- Ой, что это! – закричат мои грамотные френды. – Неужели матушка оторвала на Блошинке настоящего Мазереля?
Нет. Это таки середина 40-х годов, но не Мазерель. Я Мазереля, если бы и нашла вдруг на Блосе за рупь двадцать, покупать не стала бы – вот насколько я его не люблю.
- А это Чюрлёнис, да? – да нет же, это Эмиль Клаус! – продолжат образованные френды. И опять попадут пальцем в небо.
Все эти картинки попали ко мне не с Блоси, а в составе одного приватного архива. Унаследованного мною по причине полной ненадобности того архива законным наследникам, внукам-правнукам одного русского эмигранта первой волны. Г-н С. происходил из тамбовских кутейников, получил юридическое образование, преподавал право в Риге, в Варшаве, потом попал в Бельгию на философском пароходе. Имени называть не хочу, потому что мне этот человек крайне неприятен. Архив его страшен как чума. Его дневники-записки-мемуары напоминают тексты, которые так любит френдесса Наташынька . Его стихи – Жанна Лохматова сдохла бы от зависти. Научные работы, которыми он стал баловаться в преклонном возрасте – аццкая, безобразная и безграмотная смесь старообрядчества, масонства, египтологии и натуропатического магизма. По правде сказать, только чтение документов этого архива позволило мне по-настоящему оценить творчество свящ. Павла Флоренского и его вклад, ну, вы понимаете. Читать г-на С. невозможно, мешают рвотные судороги и приступы смеховой истерики.

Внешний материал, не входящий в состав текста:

PR #590, opened 2024-04-06
Fix usage of `clock` and `CLOCKS_PER_SEC`

fjtrujy:
## Description
After fixing the implementation of `clock()`, now it returns values in `microseconds`, so now we need to make some adjustments.

Before mergin this PR we need to merge first https://github.com/ps2dev/newlib/pull/12

### DIFF
--- a/ee/libcglue/samples/nanosleep/main.c
+++ b/ee/libcglue/samples/nanosleep/main.c
@@ -36,7 +36,7 @@ int main(int argc, char *argv[])
     struct timespec tv = {0};
     tv.tv_sec = 1;
     tv.tv_nsec = 0;
-    error_tolerance = 5; // 5 miliseconds of error tolerance
+    error_tolerance = 200; // 200 miliseconds of error tolerance
 
 #if defined(SCREEN_DEBUG)
     init_scr();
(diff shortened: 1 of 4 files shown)


ee/libcglue/src/glue.c
```diff
@@ -637,7 +637,7 @@ int _gettimeofday(struct timeval *tv, struct timezone *tz)
 
 #ifdef F__times
 clock_t _times(struct tms *buffer) {
-	clock_t clk = GetTimerSystemTime() / (kBUSCLK / CLOCKS_PER_SEC);
```
fjtrujy, line 640: Even being the same value, I think that using `CLOCKS_PER_SEC` could be "confusing"

ee/libcglue/samples/nanosleep/main.c
```diff
@@ -36,7 +36,7 @@ int main(int argc, char *argv[])
     struct timespec tv = {0};
     tv.tv_sec = 1;
     tv.tv_nsec = 0;
-    error_tolerance = 5; // 5 miliseconds of error tolerance
+    error_tolerance = 200; // 200 miliseconds of error tolerance
```
fjtrujy, line 39: There is room for improvement in the timer, we should be more accurate.

PR #593, opened 2024-04-15
Misalignment workaround for bdmfs_fatfs

uyjulian:


Ziemas:
Does fatfs flush on every store? Would it make a performance difference to split out the unaligned part of the write in `fs_write`?

uyjulian:
I think fatfs flushes when sector buffer is filled, but not sure about this.

I haven't messed with splitting `fs_write` calls.

fjtrujy:
I think we shouldn't merge this, as the misalignment is just happening in the USB, no in all the units as is implementation does.
Anyway, we should find a better solution here, as this is super slow...
Let's wait if some other come with a different solution to the issue.

uyjulian:
Closed in favor of https://github.com/ps2dev/ps2sdk/pull/599

PR #610, opened 2024-05-08
input: Fix uninitialized use.

Ziemas:
Ran into an error for this when building with gcc14. It looks like the right thing to do.


uyjulian (approved):
Lgtm

PR #623, opened 2024-05-23
Add ps2sdkinfo tool for version info

uyjulian:


fjtrujy:
What's the proposal of this tool?

uyjulian:
Basically this tool can output version info, build date, commit id so it can be easier to identify how a program was built.

PR #624, opened 2024-05-29
[libcglue] add macro for system 2x6 conflictive code override

### LINKED ISSUE #601: [System 2x6] default behaviour of `_libcglue_init()` causes system 2x6 to freeze before reaching `main()`
adding this fixed the issue
```c
   void _libcglue_init() {}
   void _libcglue_deinit() {}
```

however, some apps may depend on whatever is inside them.

I will take a closer look when I have time

I have only tested this on emulator. but I guess real COH-H's will have same issue

israpps:
fixes #601


fjtrujy:
Solve #601

PR #625, opened 2024-05-30
add generic stub for unsupported ops on ioman(X)

israpps:
- improves readability (IMO)
- unified return value for unsupported ops (`-ENOTSUP`) making it clear from EE side that the operation that just failed is simply stubbed on the IOP


iop/kernel/include/iomanX.h
```diff
@@ -87,6 +87,11 @@ typedef struct _iomanX_iop_device {
 	struct _iomanX_iop_device_ops *ops;
 } iomanX_iop_device_t;
 
+
+#define DECL_NOT_SUPPORTED_OP() \
```
fjtrujy, line 91: instead of using `macro`s you can also use:
```c
static inline int not_supported_op (void) {return -134;}
```

israpps: You're right, I'll apply the change later.

Although, I would like to read a review of @uyjulian on this regard, specially with the DVR related IRX modules

uyjulian:
Suggest to use `ENOSYS` instead of making up a new error code `134`

fjtrujy:
> > Suggest to use `ENOSYS` instead of making up a new error code `134`
> 
> 134 corresponds to -`ENOTSUP` without including errno everywhere.

But I think this is where the issue is coming from, to include `errno` in every file where it is needed it is a good practice. In this way you don't care about the "actual value" however you care about the "meaning" `ENOSYS`.

israpps:
> > > Suggest to use `ENOSYS` instead of making up a new error code `134`
> > 
> > 
> > 134 corresponds to -`ENOTSUP` without including errno everywhere.
> 
> But I think this is where the issue is coming from, to include `errno` in every file where it is needed it is a good practice. In this way you don't care about the "actual value" however you care about the "meaning" `ENOSYS`.

I thought including errno also includes the array of descriptions that comes with it. Or that is stripped away by the compiler? If that's the case I'll correct it

fjtrujy:
> > > > Suggest to use `ENOSYS` instead of making up a new error code `134`
> > > 
> > > 
> > > 134 corresponds to -`ENOTSUP` without including errno everywhere.
> > 
> > 
> > But I think this is where the issue is coming from, to include `errno` in every file where it is needed it is a good practice. In this way you don't care about the "actual value" however you care about the "meaning" `ENOSYS`.
> 
> I thought including errno also includes the array of descriptions that comes with it. Or that is stripped away by the compiler? If that's the case I'll correct it

It shouldn’t increase binary size, it must be exactly the same, if not something else is wrong

iop/dvrp/dvripl/src/dvripl.c
```diff
@@ -200,14 +199,9 @@ int dvripl_df_ioctl2(iomanX_iop_file_t *f, int cmd, void *arg, unsigned int argl
...
 
-int dvripl_df_null()
-{
-    return -48;
-}
-
 s64 dvripl_df_null_long()
 {
-    return -48LL;
+    return -134LL;
```
fjtrujy, line 204: Why have you changed the value here?

fjtrujy (commented):
I’m ok merging this change @rickgaiser @uyjulian .
However this improvement is quite difficult to check if other devs will maintain.
Just to put an example, uyjulian has created 2 extra PRs where he adds more IOP modules, he is not using that function there…

israpps:
> Just to put an example, uyjulian has created 2 extra PRs where he adds more IOP modules, he is not using that function there…

Well of course he's not using something that has not been merged yet.😬

If this gets merged let's just propagate the change to any open PR.

uyjulian:
Including `errno.h` **won't** increase binary size as it is just preprocessor macro definitions. Basically the equivalent of copy and paste.

israpps:
> Including `errno.h` **won't** increase binary size as it is just preprocessor macro definitions. Basically the equivalent of copy and paste.

excellent. I thought it did. at least my local copy of errno.h (did not check the one on ps2sdk) had a char** buffer for the descriptions of errno values

fjtrujy:
Resolve first conflicts and then I will review it

iop/dvrp/dvripl/src/dvripl.c
israpps: -ENOTSUP. but as `s64`

israpps:
done, should b ok now

fjtrujy (approved):
It should work nice! And I don't expect any memory increase at all

israpps:
> It should work nice! And I don't expect any memory increase at all

I hope so lol

PR #626, opened 2024-05-31
Missing functions

fjtrujy:


ee/libcglue/include/sys/socket.h
```diff
@@ -82,6 +82,13 @@
 #include <tcpip.h>
 #endif
 
+/*
+ * Maximum queue length specifiable by listen(2).
+ */
+#ifndef SOMAXCONN
```
fjtrujy, line 88: This variable is defined in the same file but in the commented section with `#if 0`.

PR #629, opened 2024-06-04
Add dummy implementation for some missing net functions

fjtrujy:
## Description

In this PR we are adding dummy implementation for IOP and EE driver for:
- `gethostbyaddr`
- `sndmsg`
- `recvmsg`


uyjulian (approved):
Lgtm

PR #640, opened 2024-07-02
[src_printf]: implement `\r`

israpps:
could be useful


ee/debug/src/scr_printf.c
```diff
@@ -299,6 +299,10 @@ void scr_vprintf(const char *format, va_list opt)
                     X++;
                 }
                 break;
+            case '\r':
+                X = 0;
+                // scr_clearline(Y); //Should we clear the line?
```
fjtrujy, line 304: I think it is not necessary to clean

PR #1532, opened 2026-01-14
Add NMR compatibility with JEOL .jdx files

### LINKED ISSUE #1204: Enable other NMR formats within nmrglue
nmrglue already supports data from jeol, jcamp-dx etc, but we only expose the bruker zip support. It should be straightforward enough to enable this.

isabelcooley:
Edits to the NMR block and NMRBlock.vue which allow JEOL .jdx files to be read, spectra shown and metadata parsed and displayed. Missing metadata for probe and cnst31, added a metadata entry for jeol for spectral window, and jeol files show relaxation delay instead of recycle delay.

Closes #1204


pydatalab/src/pydatalab/apps/nmr/utils.py
```diff
@@ -124,9 +123,56 @@ def read_jcamp_dx_1d(filename: str | Path) -> tuple[pd.DataFrame, dict, str, tup
...
+    uc = ng.fileiobase.uc_from_udic(udic)
+
+    if udic[0]['time'] == True:
+        data = ng.process.proc_base.fft(data)
+        udic[0]['time'] = False
+        udic[0]['freq'] = True
+
+    data = ng.process.proc_base.rev(data)
+    data = ng.process.proc_autophase.autops(data,'acme')
+    data = ng.process.proc_base.di(data)
```
ml-evs: We don't currently support processing the raw FID in the other parsers (though have been considering it), does this work well enough for your purposes?

We may just want to emit a little warning to the user that the processing has done its best automatically and that the raw data should probably be processed in software from the spectrometer first instead.

ml-evs (commented):
Thanks for this @isabelcooley, think we can get this merged soon! Just a couple of comments below, the main one being about whether the FFT/phasing procedure is necessary from your end, or if we should exclude it as we do for other formats.

ml-evs (approved):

А рисунки у него вот такие (впрочем, я выбрала лучшие). Как у большого дяди настоящие. Причем художником он себя никогда не считал (а вот учоным, философом и поэтом – да, считал). Картинки же – это просто баловство дилетанта-пенсионера.
Парадоск, да?
Для меня из этого две конклюзии заключаются. Одна состоит в том, что ещё семьдесят лет назад общая дисциплина глаза и руки была такой, что любой представитель социальной прослойки интеллигенции мог легко потрафить и вмастить. Нормальные ведь такие рисуночки, вполне уверенные, ненапряженные закосы под наш бельгийский запоздалый и скучный импрессионизм и постимпрессионизм. Свеженький цвет, вполне удачные несложные ритмические игры, доступные каждому, кто в классе писал пером-чернилами, а не шариковой ручкой или кривопальцем по клаве. Дилетантизм настолько культурный, что вполне сходит за как бы большое искусство.
А другая конклюзия состоит в том, что то большое искусство, под которое косил г-н С., феерический глупец и пошляк, мало чем отличается от культурного дилетантизма. Просто игры отважнее и куражу больше. Ну и новизна, конечно. Кто первый придумал новую игру, тот и молодец.